Scene @ Texas Book Festival

By Neal 

texasbookfest-backdrop.jpg

Aaron Hierholzer was kind enough to send us some photos from last weekend’s Texas Book Festival in Austin, where Christopher Buckley was one of the dozens of authors who came to discuss their work and meet fans. Of course, Buckley wound up talking quite a bit about his sudden departure from the National Review, the magazine his father founded, after his endorsement of Barack Obama last month; at one point, interviewer Steven Isenberg asked if he secretly yearned for the sheer comic potential of a McCain/Palin administration, and he conceded that Obama would be a “challenge to the satirist.” But Buckley also warned against underestimating the humor inherent in gaffe-magnet Joe Biden, on whom a character in his latest novel, Supreme Courtship, is based.

texasbookfest-buckley.jpg

The other highlights of Aaron’s weekend included a conversation between Richard Price and Philip Gourevitch, and a panel where Daniel Wallace and Ann Packer talked about how writers approach reading (and readers).

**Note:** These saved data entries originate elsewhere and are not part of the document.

PR #100, opened 2020-09-24
Remove controller nesting

kntsoriano:


app/controllers/test/components/mentoring/inbox_controller.rb
```diff
@@ -6,4 +6,109 @@ def show
       { value: 'student', label: 'Sort by Student' }
     ]
   end
+
+  def tracks
```
kntsoriano, line 10: I'd argue this is less readable as the file is too long. Unless we move the results to a YAML file or something like that?

app/controllers/test/components/mentoring/inbox_controller.rb
```diff
@@ -6,4 +6,109 @@ def show
...
+    per = params.fetch(:per, 1).to_i
+
+    render json: {
+      results: results[page - 1, per],
+      meta: { current: page, total: results.size }
+    }
+  end
+
+  private
+  def sort_conversations(results)
```
kntsoriano, line 104: This could've been without the `conversations` suffix if it were in a different controller.

iHiD: 🙂

app/controllers/test/components/mentoring/inbox_controller.rb
iHiD: I think it would make most sense for this controller to use the actual serializer. Having all this mocked data here means that we could change the serializer and this test would still pass but the actual component would then break. Using the real serializer here (and setting the data up via a factory) gives us much safer test coverage.

I think when we do this, this controller will then become much much smaller.

ErikSchierboom: I like the above suggestion!

iHiD:
Needs a rebase :)

app/controllers/test/components/mentoring/inbox_controller.rb
kntsoriano: Yes. That'll be the best :)

ErikSchierboom: So we'll add the serializer support later once Jeremy's PR has been merged, right?

ErikSchierboom (approved):

app/controllers/test/components/mentoring/inbox_controller.rb
iHiD: Yes, I'll do that later today :)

texasbookfest-willclarke.jpg

Meanwhile, novelist Will Clarke was hanging out in the green room, where he snapped pics of fellow festival guests Jerome Weeks and Sarah Bird (How Perfect Is That?), Hooman Mjad (The Ayatollah Begs to Differ), and Jeff Martin (The Customer Is Always Wrong).

Oh, and Rusty Shelton filled us in on the Writers League of Texas awards ceremony, where Margo Rabb‘s Cures for Heartbreak won the Teddy Children’s Book Award; while Marcia Kaylakie (Texas Quilts and Quilters: A Lone Star Legacy) and Rilla Askew (Harpsong) received Violet Crown Awards for nonfiction and fiction, respectively.